HOW TO COMPLETE THIS TASK: Give the records again exactly, with every character kept.

SUPPLIED DATA:
PR #522, opened 2015-03-31
Dead checking

digitalextremist:
Closes #350


digitalextremist:
The only failing tests now are `:flaky` ones, after the rspec syntax was changed.

Issue #359, opened 2013-11-26
please keep examples and changelog in the gem


boutil:
Hi,

Could you please keep in the gem the changelog CHANGES.md as well as the examples? It is useful to have them around. Moreover gems are now often the starting point for the packaging of Ruby libraries in Linux distribution (at least in Debian).
It would be nice to have them included in the package.

Thanks in advance.

Cédric

PR #523, opened 2015-03-31
Re-sync 0-16-stable with recent updates.

digitalextremist:
Bring over #518, #513, and #359 into `0-16-stable`


digitalextremist:
Everything important is green. Backporting...

Issue #334, opened 2013-09-20
Access to publish() through Celluloid class method.


digitalextremist:
Mentioned in IRC to @halorgium: IMO, a class method interface to publish messages ought to be accessible from outside actors, through a class method on `Celluloid`, just like `Futures` have such an interface.

For example, `Celluloid.publish()` or `Celluloid::Notifications.publish()`

digitalextremist:
@dilumnavanjana, this is referring to the `Celluloid::Future` concept, where instead of running `myActor.future.method()` we can run `Celluloid::Future.new { block }` ... for this issue, what I was asking about was the ability to avoid needing to run `myActor.publish()` ( `publish` within `myActor` ) and be able to use `Celluloid::Notificiations.publish()` directly -- a class method rather than an instance method.

For this issue, understanding `Futures` is not important, but to lightly explain those, you can run a piece of code in a `Future` and it will happen in its own thread, asynchronously, then when it's done you can obtain the output by running `.value` on that future. I will give you a link to that separately, to keep this issue focused on the `.publish` class method.

dilumnavanjana:
Is this ```.publish``` class method something similar to,

```ruby
def self.new(*args, &block)
      return super unless block

      future = new
      Celluloid::ThreadHandle.new(Celluloid.actor_system, :future) do
        begin
          call = SyncCall.new(future, :call, args)
          call.dispatch(block)
        rescue
          # Exceptions in blocks will get raised when the value is retrieved
        end
      end
      future
    end
```
in ```Celluloid::Future```?

digitalextremist:
Yes, in the sense that is a class/module method. Are you familiar with class/module methods? Maybe we should do this by email to keep this ticket clear. What we're looking to do is implement a `publish` class method, on the `Notifications` module

 It seems pretty straight-forward. If you look at the `#publish` method here:

https://github.com/celluloid/celluloid/blob/master/lib/celluloid/notifications.rb#L7

I would need to test this ( or this would be a good experiment for you to try ) ... but this one line below seems like the solution, now that I glance at the above code in my link:

```
   module_function :publish
```

That would treat the instance method `#publish` as also being the class/module method `.publish` ... which would be all that's needed since the method itself just relays a notification to the `Fanout` actor.

It'd be different if it were a `.subscribe` which would need much more work, and would probably be a bad idea to directly access as a class/module method.

If I make that change, would you test it?

PR #527, opened 2015-03-31
Publish module method, and pub/sub example.

digitalextremist:
This not only adds support to cover #334, it also brings in an example for the wiki so we don't need to only reference `Reel`

### DIFF
--- a/lib/celluloid/notifications.rb
+++ b/lib/celluloid/notifications.rb
@@ -82,7 +82,7 @@ module Celluloid
     end
   end
 
-  def self.publish *args
-    Notifications.publish *args
+  def self.publish(*args)
+    Notifications.publish(*args)
   end
 end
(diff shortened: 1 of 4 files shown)


digitalextremist:
@tarcieri for future reference, as with here -- is it more efficient to create a method which redirects to another method as with 2d7a982, or is it better to `extend Forwardable` and delegate one method. I always think extending `Forwardable` for one method isn't worth the trouble if it's going to impact so many other things downstream in something as large as `Celluloid`.

lib/celluloid/notifications.rb
```diff
@@ -80,4 +81,8 @@ def matches?(subscriber_or_pattern)
       end
     end
   end
+
+  def self.publish *args
```
tarcieri: Parens?

I guess we should get Rubocop hooked up for real...

tarcieri:
This sort of thunk is fine if it's just a method

lib/celluloid/notifications.rb
digitalextremist: fixed in 15d5cfe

OUTPUT FOR THIS EXERCISE:
PR #522, opened 2015-03-31
Dead checking

digitalextremist:
Closes #350


digitalextremist:
The only failing tests now are `:flaky` ones, after the rspec syntax was changed.

Issue #359, opened 2013-11-26
please keep examples and changelog in the gem


boutil:
Hi,

Could you please keep in the gem the changelog CHANGES.md as well as the examples? It is useful to have them around. Moreover gems are now often the starting point for the packaging of Ruby libraries in Linux distribution (at least in Debian).
It would be nice to have them included in the package.

Thanks in advance.

Cédric

PR #523, opened 2015-03-31
Re-sync 0-16-stable with recent updates.

digitalextremist:
Bring over #518, #513, and #359 into `0-16-stable`


digitalextremist:
Everything important is green. Backporting...

Issue #334, opened 2013-09-20
Access to publish() through Celluloid class method.


digitalextremist:
Mentioned in IRC to @halorgium: IMO, a class method interface to publish messages ought to be accessible from outside actors, through a class method on `Celluloid`, just like `Futures` have such an interface.

For example, `Celluloid.publish()` or `Celluloid::Notifications.publish()`

digitalextremist:
@dilumnavanjana, this is referring to the `Celluloid::Future` concept, where instead of running `myActor.future.method()` we can run `Celluloid::Future.new { block }` ... for this issue, what I was asking about was the ability to avoid needing to run `myActor.publish()` ( `publish` within `myActor` ) and be able to use `Celluloid::Notificiations.publish()` directly -- a class method rather than an instance method.

For this issue, understanding `Futures` is not important, but to lightly explain those, you can run a piece of code in a `Future` and it will happen in its own thread, asynchronously, then when it's done you can obtain the output by running `.value` on that future. I will give you a link to that separately, to keep this issue focused on the `.publish` class method.

dilumnavanjana:
Is this ```.publish``` class method something similar to,

```ruby
def self.new(*args, &block)
      return super unless block

      future = new
      Celluloid::ThreadHandle.new(Celluloid.actor_system, :future) do
        begin
          call = SyncCall.new(future, :call, args)
          call.dispatch(block)
        rescue
          # Exceptions in blocks will get raised when the value is retrieved
        end
      end
      future
    end
```
in ```Celluloid::Future```?

digitalextremist:
Yes, in the sense that is a class/module method. Are you familiar with class/module methods? Maybe we should do this by email to keep this ticket clear. What we're looking to do is implement a `publish` class method, on the `Notifications` module

 It seems pretty straight-forward. If you look at the `#publish` method here:

https://github.com/celluloid/celluloid/blob/master/lib/celluloid/notifications.rb#L7

I would need to test this ( or this would be a good experiment for you to try ) ... but this one line below seems like the solution, now that I glance at the above code in my link:

```
   module_function :publish
```

That would treat the instance method `#publish` as also being the class/module method `.publish` ... which would be all that's needed since the method itself just relays a notification to the `Fanout` actor.

It'd be different if it were a `.subscribe` which would need much more work, and would probably be a bad idea to directly access as a class/module method.

If I make that change, would you test it?

PR #527, opened 2015-03-31
Publish module method, and pub/sub example.

digitalextremist:
This not only adds support to cover #334, it also brings in an example for the wiki so we don't need to only reference `Reel`

### DIFF
--- a/lib/celluloid/notifications.rb
+++ b/lib/celluloid/notifications.rb
@@ -82,7 +82,7 @@ module Celluloid
     end
   end
 
-  def self.publish *args
-    Notifications.publish *args
+  def self.publish(*args)
+    Notifications.publish(*args)
   end
 end
(diff shortened: 1 of 4 files shown)


digitalextremist:
@tarcieri for future reference, as with here -- is it more efficient to create a method which redirects to another method as with 2d7a982, or is it better to `extend Forwardable` and delegate one method. I always think extending `Forwardable` for one method isn't worth the trouble if it's going to impact so many other things downstream in something as large as `Celluloid`.

lib/celluloid/notifications.rb
```diff
@@ -80,4 +81,8 @@ def matches?(subscriber_or_pattern)
       end
     end
   end
+
+  def self.publish *args
```
tarcieri: Parens?

I guess we should get Rubocop hooked up for real...

tarcieri:
This sort of thunk is fine if it's just a method

lib/celluloid/notifications.rb
digitalextremist: fixed in 15d5cfe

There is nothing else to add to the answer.